All while managing the day to day operations (and glitches). And, did I mention I was trying to get in a database upgrade? That went in over the weekend — we moved from a single Xserve and MySQL 4.0 to two boxes in a replicated environment using MySQL 4.1. That seems like a simple upgrade (and in theory, it is), but our data set is now around 100 gigs of data — and simply coordinating the logistics and moving that much data around turned Saturday into a 14 hour day. The good news, though, is that it was a complete success (and ended 4 hours before year end freeze in the data center stops everything in its tracks for two weeks…). It ended a multi-week string of days like that, with weekends running 8-10 hours, weekdays more like 14, iwth a few stretching closer to 18.

Ya know? I’m not 20 any more. I admit — I hit the wall (and crawled over, and faceplanted on the other side), and somehow kept going (mostly). Ultimately, I found myself so chronically tired that I started getting insomnia, started binge-eating carbs (up four pounds, after 18 months of maintaining weight despite everything). I’ve pushed myself hard, but never — this hard. And it shows, and I feel it. On the other hand, tonight’s the first night I haven’t felt like a zombie for a while, and up to complex tasks like, oh, paying bills and doing more than sitting and staring at stuff. I’ve almost reset the sleep cycle, and that’s really the key thing to getting things back to normal.

Was it worth it? Hell, I don’t know. Right now, I don’t think so — but I also know if we hit another crunch time, I’ll dig in and fight to get it done. But the hope is (and I expect it’s correct this year) that the added folks will make that less necessary, both short-term (once everyone’s up to speed), and down the road. My stated goal is, well, to get my weekends back, without anyone else having to sacrifice theirs. We’ll see.

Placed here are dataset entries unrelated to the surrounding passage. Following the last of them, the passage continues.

PR #2850, opened 2020-09-14
konnectivity server now logs to stdout

vpnachev:

/area control-plane networking ops-productivity
/kind enhancement
/priority normal

Konnectivity ~agent and~ server logs to stdout. Currently these components are dumping their logs in files in the pod ephemeral filesystem, but the container images comes without shell and basic tools which means that the logs cannot be consumed. Switching to stdout allows plain `kubectl logs <pod-name>` to be used, also the logs from the seed component will be preserved in the Loki instance (cc @Kristian-ZH @vlvasilev new log parser might be needed for this container).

Once Alan and I get the development moving again, we’ll be adding 2-3 contract programmers, plus we’re working to not only replace MIchelle, but add in a second project admin. And probably a QA person (and test developer, since we need to automate our testing a lot more). And, well, we’ll see. (and I’ve got 30 more Xserves in the budget for next year — so far).

But I never want to be that tired again, ever. For now. I guess.